### Required action
In the entries that follow, find the word "code" and report each line it is on.

### The data
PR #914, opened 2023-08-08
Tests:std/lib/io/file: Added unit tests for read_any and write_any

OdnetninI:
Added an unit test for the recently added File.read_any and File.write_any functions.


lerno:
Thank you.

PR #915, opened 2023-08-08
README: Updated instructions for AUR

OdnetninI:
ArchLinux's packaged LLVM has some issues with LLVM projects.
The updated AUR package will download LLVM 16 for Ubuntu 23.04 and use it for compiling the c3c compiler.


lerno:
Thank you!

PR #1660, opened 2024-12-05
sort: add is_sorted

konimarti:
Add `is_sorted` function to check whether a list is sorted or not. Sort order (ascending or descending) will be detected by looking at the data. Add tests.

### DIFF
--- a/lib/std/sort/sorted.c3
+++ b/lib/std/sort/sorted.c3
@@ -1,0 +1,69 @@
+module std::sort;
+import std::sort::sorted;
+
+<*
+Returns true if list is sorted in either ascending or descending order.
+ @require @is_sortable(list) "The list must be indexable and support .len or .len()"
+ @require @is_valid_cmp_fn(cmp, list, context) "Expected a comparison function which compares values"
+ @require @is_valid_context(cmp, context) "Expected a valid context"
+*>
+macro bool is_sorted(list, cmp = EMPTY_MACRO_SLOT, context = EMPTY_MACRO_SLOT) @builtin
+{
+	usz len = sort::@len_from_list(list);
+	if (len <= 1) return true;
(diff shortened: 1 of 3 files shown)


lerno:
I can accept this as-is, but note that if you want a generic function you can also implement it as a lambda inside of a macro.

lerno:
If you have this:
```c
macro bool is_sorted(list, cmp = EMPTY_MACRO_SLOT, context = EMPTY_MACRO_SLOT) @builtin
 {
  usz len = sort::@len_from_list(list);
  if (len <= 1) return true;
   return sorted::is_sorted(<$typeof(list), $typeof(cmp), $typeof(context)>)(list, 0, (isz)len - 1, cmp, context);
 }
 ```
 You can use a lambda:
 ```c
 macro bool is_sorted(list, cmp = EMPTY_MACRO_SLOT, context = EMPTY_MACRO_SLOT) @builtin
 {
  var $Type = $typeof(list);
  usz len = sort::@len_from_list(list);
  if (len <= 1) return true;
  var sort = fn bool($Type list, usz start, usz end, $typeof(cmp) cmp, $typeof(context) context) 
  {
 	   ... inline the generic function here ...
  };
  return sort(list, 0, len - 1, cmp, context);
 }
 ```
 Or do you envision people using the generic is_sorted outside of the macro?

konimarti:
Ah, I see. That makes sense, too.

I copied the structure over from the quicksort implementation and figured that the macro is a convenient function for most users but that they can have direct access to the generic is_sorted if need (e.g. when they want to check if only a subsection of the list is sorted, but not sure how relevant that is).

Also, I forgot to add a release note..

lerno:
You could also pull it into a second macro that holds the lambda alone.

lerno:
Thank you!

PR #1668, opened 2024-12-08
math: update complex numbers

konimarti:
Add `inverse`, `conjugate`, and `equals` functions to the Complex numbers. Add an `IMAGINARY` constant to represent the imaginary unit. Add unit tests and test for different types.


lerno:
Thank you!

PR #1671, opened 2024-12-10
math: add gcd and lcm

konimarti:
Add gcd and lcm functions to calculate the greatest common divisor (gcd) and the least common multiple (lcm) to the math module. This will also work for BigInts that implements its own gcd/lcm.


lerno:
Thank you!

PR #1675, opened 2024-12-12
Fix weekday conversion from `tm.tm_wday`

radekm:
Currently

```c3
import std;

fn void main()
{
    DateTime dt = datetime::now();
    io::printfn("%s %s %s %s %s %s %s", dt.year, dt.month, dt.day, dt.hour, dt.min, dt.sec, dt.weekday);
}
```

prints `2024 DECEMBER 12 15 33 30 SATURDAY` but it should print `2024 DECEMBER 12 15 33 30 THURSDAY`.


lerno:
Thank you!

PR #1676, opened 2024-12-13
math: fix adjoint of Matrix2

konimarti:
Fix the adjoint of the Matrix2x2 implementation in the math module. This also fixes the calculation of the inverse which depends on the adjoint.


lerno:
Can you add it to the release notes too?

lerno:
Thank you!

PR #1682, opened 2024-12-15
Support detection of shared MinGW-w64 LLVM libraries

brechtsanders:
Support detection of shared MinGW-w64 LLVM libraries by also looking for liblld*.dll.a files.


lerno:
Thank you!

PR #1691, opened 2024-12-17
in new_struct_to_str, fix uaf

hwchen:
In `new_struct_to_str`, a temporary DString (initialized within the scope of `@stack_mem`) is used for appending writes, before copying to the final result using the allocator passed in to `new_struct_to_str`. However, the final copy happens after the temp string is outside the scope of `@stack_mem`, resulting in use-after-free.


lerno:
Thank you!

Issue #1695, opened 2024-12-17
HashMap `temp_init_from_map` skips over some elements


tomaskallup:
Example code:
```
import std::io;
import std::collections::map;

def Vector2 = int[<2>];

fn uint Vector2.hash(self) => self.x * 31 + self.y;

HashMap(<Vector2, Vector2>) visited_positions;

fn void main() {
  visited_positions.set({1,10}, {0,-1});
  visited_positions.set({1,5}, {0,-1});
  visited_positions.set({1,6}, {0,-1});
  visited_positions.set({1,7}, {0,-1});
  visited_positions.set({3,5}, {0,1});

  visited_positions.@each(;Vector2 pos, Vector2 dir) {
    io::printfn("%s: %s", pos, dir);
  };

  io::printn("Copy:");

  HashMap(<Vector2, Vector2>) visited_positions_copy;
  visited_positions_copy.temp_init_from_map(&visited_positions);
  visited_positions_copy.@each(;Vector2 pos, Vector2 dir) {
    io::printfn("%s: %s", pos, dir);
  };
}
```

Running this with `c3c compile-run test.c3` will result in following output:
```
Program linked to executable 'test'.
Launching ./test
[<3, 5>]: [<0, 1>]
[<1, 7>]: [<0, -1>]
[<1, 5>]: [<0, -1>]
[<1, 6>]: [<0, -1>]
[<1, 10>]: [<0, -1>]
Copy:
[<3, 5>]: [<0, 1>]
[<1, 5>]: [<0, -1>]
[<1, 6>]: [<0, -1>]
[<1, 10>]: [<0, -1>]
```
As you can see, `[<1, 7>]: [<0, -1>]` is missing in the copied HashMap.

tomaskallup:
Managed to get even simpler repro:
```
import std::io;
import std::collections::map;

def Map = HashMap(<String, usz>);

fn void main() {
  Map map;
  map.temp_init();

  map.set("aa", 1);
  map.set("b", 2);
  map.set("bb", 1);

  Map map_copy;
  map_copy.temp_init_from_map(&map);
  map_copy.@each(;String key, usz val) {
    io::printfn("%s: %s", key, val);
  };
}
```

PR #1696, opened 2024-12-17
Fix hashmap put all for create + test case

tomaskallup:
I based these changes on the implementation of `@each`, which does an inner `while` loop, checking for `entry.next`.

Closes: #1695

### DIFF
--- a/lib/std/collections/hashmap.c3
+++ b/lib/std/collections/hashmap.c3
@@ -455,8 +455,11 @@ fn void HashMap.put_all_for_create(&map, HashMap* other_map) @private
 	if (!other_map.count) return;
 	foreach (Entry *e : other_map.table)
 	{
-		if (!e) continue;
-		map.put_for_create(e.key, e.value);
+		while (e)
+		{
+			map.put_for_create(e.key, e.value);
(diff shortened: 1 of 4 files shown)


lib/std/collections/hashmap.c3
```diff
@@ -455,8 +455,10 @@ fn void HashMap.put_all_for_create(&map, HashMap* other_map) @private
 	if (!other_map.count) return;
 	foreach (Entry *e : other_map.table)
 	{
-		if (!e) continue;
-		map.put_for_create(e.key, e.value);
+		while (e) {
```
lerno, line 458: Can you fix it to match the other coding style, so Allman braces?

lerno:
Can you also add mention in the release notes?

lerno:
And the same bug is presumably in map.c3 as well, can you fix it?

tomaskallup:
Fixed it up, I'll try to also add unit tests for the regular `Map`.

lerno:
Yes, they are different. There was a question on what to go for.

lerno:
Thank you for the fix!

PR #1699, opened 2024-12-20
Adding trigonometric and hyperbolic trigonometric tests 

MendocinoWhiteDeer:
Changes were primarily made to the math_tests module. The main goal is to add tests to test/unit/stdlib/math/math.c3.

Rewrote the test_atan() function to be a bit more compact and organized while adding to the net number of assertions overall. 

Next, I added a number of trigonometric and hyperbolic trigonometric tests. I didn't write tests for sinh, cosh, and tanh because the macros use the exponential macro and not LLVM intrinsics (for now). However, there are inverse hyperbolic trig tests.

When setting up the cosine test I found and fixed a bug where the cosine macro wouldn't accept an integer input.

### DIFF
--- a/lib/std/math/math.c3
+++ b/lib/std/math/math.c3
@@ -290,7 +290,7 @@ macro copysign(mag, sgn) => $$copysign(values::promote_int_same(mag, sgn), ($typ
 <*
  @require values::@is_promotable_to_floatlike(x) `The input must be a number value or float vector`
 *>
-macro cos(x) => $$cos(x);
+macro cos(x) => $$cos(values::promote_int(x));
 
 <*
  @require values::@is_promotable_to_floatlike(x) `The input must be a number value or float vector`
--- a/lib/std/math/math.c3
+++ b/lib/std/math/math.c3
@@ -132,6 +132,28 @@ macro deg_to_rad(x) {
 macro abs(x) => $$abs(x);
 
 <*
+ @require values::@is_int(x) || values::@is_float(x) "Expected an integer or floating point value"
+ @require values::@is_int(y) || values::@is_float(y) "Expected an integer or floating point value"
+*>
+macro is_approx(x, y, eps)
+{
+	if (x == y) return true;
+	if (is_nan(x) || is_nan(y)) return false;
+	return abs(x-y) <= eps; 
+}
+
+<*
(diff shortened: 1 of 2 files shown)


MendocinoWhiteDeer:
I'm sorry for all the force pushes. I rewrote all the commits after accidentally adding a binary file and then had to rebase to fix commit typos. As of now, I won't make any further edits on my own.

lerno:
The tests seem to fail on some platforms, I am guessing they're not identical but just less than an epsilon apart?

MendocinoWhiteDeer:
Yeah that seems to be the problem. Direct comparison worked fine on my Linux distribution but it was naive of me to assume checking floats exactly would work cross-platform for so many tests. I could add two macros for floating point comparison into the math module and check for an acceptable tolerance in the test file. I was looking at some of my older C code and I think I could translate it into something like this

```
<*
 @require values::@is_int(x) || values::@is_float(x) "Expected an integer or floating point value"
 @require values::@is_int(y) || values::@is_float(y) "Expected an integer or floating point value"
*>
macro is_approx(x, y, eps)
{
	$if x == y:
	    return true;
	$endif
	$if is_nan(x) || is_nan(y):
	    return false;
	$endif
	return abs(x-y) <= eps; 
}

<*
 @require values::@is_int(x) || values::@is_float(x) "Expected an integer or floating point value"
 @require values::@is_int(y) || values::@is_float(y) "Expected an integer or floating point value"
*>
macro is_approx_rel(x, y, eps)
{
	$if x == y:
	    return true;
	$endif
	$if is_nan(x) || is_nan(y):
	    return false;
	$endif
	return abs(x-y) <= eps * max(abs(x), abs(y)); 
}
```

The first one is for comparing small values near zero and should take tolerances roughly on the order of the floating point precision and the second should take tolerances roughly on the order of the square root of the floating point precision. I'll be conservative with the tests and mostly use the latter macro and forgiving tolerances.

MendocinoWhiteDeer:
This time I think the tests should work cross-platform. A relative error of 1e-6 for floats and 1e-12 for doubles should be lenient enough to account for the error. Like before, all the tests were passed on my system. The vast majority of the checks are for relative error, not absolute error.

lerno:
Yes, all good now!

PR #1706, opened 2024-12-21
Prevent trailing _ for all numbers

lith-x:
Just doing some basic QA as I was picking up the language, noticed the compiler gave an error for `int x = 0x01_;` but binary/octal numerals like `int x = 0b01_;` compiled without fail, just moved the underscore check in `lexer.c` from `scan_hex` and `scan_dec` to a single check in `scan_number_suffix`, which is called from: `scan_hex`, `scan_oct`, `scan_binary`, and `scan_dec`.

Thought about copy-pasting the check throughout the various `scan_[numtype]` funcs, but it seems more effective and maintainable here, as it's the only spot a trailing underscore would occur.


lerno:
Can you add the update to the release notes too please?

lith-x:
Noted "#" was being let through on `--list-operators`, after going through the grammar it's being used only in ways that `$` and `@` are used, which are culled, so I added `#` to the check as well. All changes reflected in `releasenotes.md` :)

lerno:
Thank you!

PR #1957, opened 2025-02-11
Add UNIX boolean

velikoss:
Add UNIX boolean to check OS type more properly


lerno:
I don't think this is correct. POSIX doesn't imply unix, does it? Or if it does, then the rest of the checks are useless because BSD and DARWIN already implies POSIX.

### Result of the task
Example code:
Yeah that seems to be the problem. Direct comparison worked fine on my Linux distribution but it was naive of me to assume checking floats exactly would work cross-platform for so many tests. I could add two macros for floating point comparison into the math module and check for an acceptable tolerance in the test file. I was looking at some of my older C code and I think I could translate it into something like this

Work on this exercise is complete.